İnşallah bu salgın bizim sektörümüze bulaşmaz. Yine de bu not aklınızın bir köşesinde bulunsun.
SİNİR YAPMAYIN KONU TEMEL BEY DEĞİL. SİZSİNİZ. Airporthaber’ de Temel Beyle ilgili bir şeyler yazınca illaki birileri çıkıp karşı bir şeyler söylemeye kendilerini mecbur hissediyorlar. Tabii ki bir şeyler söyleyecekler. Haklarıdır. Ancak görüşlerini ortaya koyarken tüm menfiliklerin de Temel bey’den kaynaklandığını bir anlamda teyit ediyorlar. Bu teyide ihtiyaç var mı derseniz tabii yok.

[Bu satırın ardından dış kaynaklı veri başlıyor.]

PR #317654, opened 2026-05-20
sessions: retry restore when provider session list changes

connor4312:
sessions: retry restore when provider session list changes

Fixes a hang where reloading a window with an agent host session active leaves the
Agents view stuck in a loading state.

- restoreLastActiveSession only re-ran its tryRestore loop on
  sessionsProvidersService.onDidChangeProviders. Providers (notably the local agent
  host) are registered once at startup and then populate their session cache
  asynchronously after authenticationPending settles, firing onDidChangeSessions but
  not onDidChangeProviders. The restore promise therefore never resolved.
- Also subscribe to this.onDidChangeSessions so the retry fires when a provider's
  session list changes after registration.
- Adds a regression test that pre-seeds the active-session state, starts restore with
  an empty provider cache, then fires onDidChangeSessions and asserts the session opens.


DonJayamanne (approved):

sandy081:
@connor4312  Thanks for the fix here

PR #317692, opened 2026-05-21
feat: enhance session customization discovery and agent picker with improved file classification and sorting

DonJayamanne:


DonJayamanne:
@copilot fix the test failures
The logic is different now, we must match the exact case `README.md`, `readme.md` will not be ignored anymore.

image

vijayupadya (approved):

PR #317700, opened 2026-05-21
Enhance session customization handling and simplify sync logic

DonJayamanne:
Improve session customization management and state synchronization across agents. This update ensures that customizations are immediately available upon session creation, enhancing user experience. Additionally, refactor the synchronization logic for better clarity and efficiency.

### DIFF
--- a/src/vs/platform/agentHost/node/agentService.ts
+++ b/src/vs/platform/agentHost/node/agentService.ts
@@ -496,7 +496,11 @@ export class AgentService extends Disposable implements IAgentService {
 				if (customizations.length === 0) {
 					return;
 				}
-				this._stateManager.dispatchServerAction(session.toString(), {
+				const sessionKey = session.toString();
+				if (!this._stateManager.getSessionState(sessionKey)) {
+					return;
+				}
+				this._stateManager.dispatchServerAction(sessionKey, {
 					type: ActionType.SessionCustomizationsChanged,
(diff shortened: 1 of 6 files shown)


src/vs/platform/agentHost/node/agentService.ts
```diff
@@ -482,6 +482,33 @@ export class AgentService extends Disposable implements IAgentService {
...
+					return;
+				}
+				this._stateManager.dispatchServerAction(sessionKey, {
+					type: ActionType.SessionCustomizationsChanged,
+					customizations: [...customizations],
+				});
+			}).catch(err => {
+				this._logService.error('[AgentService] createSession: failed to publish initial customizations', err);
+			});
+		}
```
connor4312: I don't think this is the right approach here. I would expect that after `this._stateManager.createSession`, we update the resulting session with the instantaneous, current state of any customizations we have. And then after that point any further syncing state updates can happen via the existing ActionType.SessionCustomizationsChanged/ActionType.SessionCustomizationUpdated publishing from the PluginController

bryanchen-d (dismissed):

src/vs/platform/agentHost/node/agentService.ts
DonJayamanne: oooh nice, thanks for the pointer

connor4312 (approved):

PR #317776, opened 2026-05-21
Allow sending chat requests with attachments only

### LINKED ISSUE #317775: Allow sending chat requests with attachments only
When using chat, attaching an image or file currently requires typing text before the request can be sent.

This makes attachment-only prompts awkward, especially for screenshots or files where the attachment itself is the complete request context. 

Expected behavior:
- Users can send a chat request with only explicit attachments, such as images, files, etc.
- The UI should not render an empty-looking request.
- For attachment-only requests, the user-visible request text should be a localized summary such as:
  - `Attached 1 image`
  - `Attached 2 images`
  - `Attached 1 file`
  - `Attached 2 files`
- Or find a better way to do that  

Attached photo: attachment selected, but send is blocked until text is typed.

Image

federicobrancasi:
Fixes #317775

This change allows chat requests to be sent with explicit attachments even when the text input is empty.

The work is split into two commits:

1. `Allow sending chat requests with attachments only`

   Enables attachment-only sends for explicit file, directory, and image attachments.

   This updates the chat input send gating and service-side empty-message validation so attachment-only requests are accepted, while hidden or automatic context such as workspace/implicit context does not make an empty request sendable.

   It also adds localized fallback request summaries for the UI and accessibility paths, so attachment-only requests do not appear blank. Examples:
   - `Attached 1 image`
   - `Attached 2 images`
   - `Attached 1 file`
   - `Attached 2 files`

2. `Use attachment summary for empty chat request text` (I don't know if necessary)

   Uses the same attachment summary as the actual request text for attachment-only sends.

   This means the user sees `Attached 1 image` / `Attached N files`, and the model also receives that summary as the request message alongside the attached context.

Videos: attachment-only send works and displays the attachment summary (Both VSCode and Agents app)

https://github.com/user-attachments/assets/a1292265-65d6-4b77-bd1a-74c21c88cd82

https://github.com/user-attachments/assets/c06926e2-ed52-4eb8-8a6f-60d73fe60a2c

### DIFF
--- a/src/vs/sessions/contrib/chat/browser/newChatInput.ts
+++ b/src/vs/sessions/contrib/chat/browser/newChatInput.ts
@@ -48,7 +48,7 @@ import { SlashCommandHandler } from './slashCommands.js';
 import { VariableCompletionHandler } from './variableCompletions.js';
 import { AgentHostInputCompletionHandler } from './agentHostInputCompletions.js';
 import { IChatModelInputState } from '../../../../workbench/contrib/chat/common/model/chatModel.js';
-import { IChatRequestVariableEntry, isExplicitFileOrImageVariableEntry } from '../../../../workbench/contrib/chat/common/attachments/chatVariableEntries.js';
+import { getExplicitFileOrImageAttachmentSummary, IChatRequestVariableEntry, isExplicitFileOrImageVariableEntry } from '../../../../workbench/contrib/chat/common/attachments/chatVariableEntries.js';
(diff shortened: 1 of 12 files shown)


federicobrancasi:
I am also exploring better UI options for attachment-only chat messages, so we may not need to show literal text like `Attached 1 image` long term.

For this PR, I am using that summary because otherwise the request appears as an empty chat bubble. This keeps the UI understandable and gives the model a non-empty request message alongside the attachment context.

dbaeumer (dismissed):

mrleemurray (approved):
Design looks good

Issue #315699, opened 2026-05-11
Bring vscode-agents experience with worktrees to vscode


eddyw:
Hi

Currently, in vscode, we have Git worktrees integration. However, they are very far from being useful (In my personal experience and opinion) because:

You can see worktrees in the source control but the explorer view does not show the selected worktree files, it only shows files from main.

In the Agents app (vscode agents app), you have a session tied to a worktree, clicking a session switches everything to that worktree. Your files, terminal, and source control views are all from that worktree.

In vscode the closest thing is either open the worktree in the current window, or open in a new window (or a new tab in MacOS), or - the worst option - creating the worktrees inside the current directory (like ".claude/worktrees" for example) where now search and go to file view will show every file from every single worktree.

## The feature request

Please, I want a view in vscode where I can simply click on a worktree once, and without any confirmation dialog, switch everything my files (Explorer view), terminal, etc to it. Just like the Agents app does, but not necessarily linked to an AI session. For inspiration, Zed IDE got this right.

## Workaround

On MacOS, since you have tabs, you can always open the worktree in a new window (tab), but doing this is horrible, and it seems you solved this problem in the Agents app.

Issue #314677, opened 2026-05-06
Worktree UI is very inconsistent and confusing


nanbiz:
I am checked out in a worktree and edit something that's only on the dev worktree:
<img width="1495" height="1102" alt="Image" src="https://github.com/user-attachments/assets/2a294acf-b27c-451c-8920-97f267e85460" />

When I now click on a different worktree, everything changes except the files:

<img width="1448" height="1107" alt="Image" src="https://github.com/user-attachments/assets/ef7551dd-11de-4fef-b76d-4dbf551fe731" />
There is absolutely nothing that shows me what branch I'm actually on right now. Everything tells me I'm on project f redesign - but I'm not. 
Even the reference at the bottom left, which I as a user usually take as a clear indication on what branch I'm actually on when changing branches in the Graph view just lies to me.
How is a user to understand this? I think it's super unintuitive.

Issue #311858, opened 2026-04-22
Improve multi-worktree workflows (grouping terminals, editors, and agents)


XavierGeerinck:
Hi All!

> I searched for existing issues but couldn't find the correct issue that seems to bundle the features as per below.

I love VS Code and have been using it for years, but currently with the new Agentic way of working (e.g., Superset.sh, Codex, ...) I am missing more and more the ability to work in parallel on different git worktrees allowing me to work on multiple contexts at the same time.

Currently, when you have a worktrees open, things seem to get messy:
* no clear grouping of terminals/editors per worktree
* hard to see what’s running where (especially with agents)
* switching between contexts loses mental state
* reviewing changes across worktrees is fragmented

There are already related issues pointing at this:

* [#257396](https://github.com/microsoft/vscode/issues/257396) — confusion when using multiple worktrees in a workspace

VS Code does support worktrees and parallel development, but they currently show up as **separate repos rather than a cohesive workflow** ([[Visual Studio Code](https://code.visualstudio.com/docs/sourcecontrol/branches-worktrees)][3])

Therefore, I would like to see how the VS Code community is thinking of building a UX that supports:

* multiple isolated worktrees
* multiple terminals per context that automatically open in the right directory
* parallel agents
* a unified “what’s running where” view

In short, I think it would help a lot if VS Code had a lightweight way to treat a worktree + its terminals + agent sessions as a single “context” (even just at the UI level). This would make active contexts easier to see/switch and improve multi-worktree reviews, making parallel dev workflows much smoother.

timodwhit:
@XavierGeerinck the agents view in preview does seem to have a lot of what you are discussing, unless I am misunderstanding the post.

PR #317806, opened 2026-05-21
worktrees: add command-center switcher and per-worktree state management

eddyw:
## TL;DR

https://github.com/user-attachments/assets/f4e6be04-9940-4d24-9e6d-a0b8a1ae389b

## Summary

Brings the worktree-switching experience from the Agents app into the regular workbench, decoupled from the AI session lifecycle.

In the Agents app, each session starts a git worktree and clicking another session swaps the workbench onto that worktree without spawning a new window. This PR exposes the same mechanic directly: a worktree switcher in the command center that lists the current repository's worktrees and switches between them on click. No session required.

## Why?

- #315699
- #314677
- #311858

The placement inside the command center is open — there may be a better home for the switcher long-term. The point is that the regular workbench can benefit from the same experience the Agents app already has, and as a side effect **Chat sessions end up naturally scoped to the active worktree without any extra plumbing**.

This is a working proof of concept. Switching delegates to existing primitives — workspace folder swap for the explorer/SCM rebase, and the git extension's own commands for creating and deleting worktrees — so the surface area is small.

### DIFF
--- a/build/lib/i18n.resources.json
+++ b/build/lib/i18n.resources.json
@@ -283,6 +283,10 @@
 			"project": "vscode-workbench"
 		},
 		{
+			"name": "vs/workbench/contrib/worktrees",
+			"project": "vscode-workbench"
+		},
+		{
 			"name": "vs/workbench/contrib/customEditor",
 			"project": "vscode-workbench"
 		},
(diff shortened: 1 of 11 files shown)


eddyw:

nanbiz:
I like this a lot! This might finally allow me to switch my colleagues to worktrees!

Dikkatimi çeken husus ise, bu muhteremlerin yazında ifade ettiğin şu husus doğru değil, bu konu ise tamamı ile yanlış dememeleri. En son bir THY mensubu “ Ayırımcılık yaptı ise yaptı, sonuç doğru ise ve şirket başarılı ise yapılan da doğrudur” diyerek yazıda belirtilen konuyu kendi çapında teyit etti.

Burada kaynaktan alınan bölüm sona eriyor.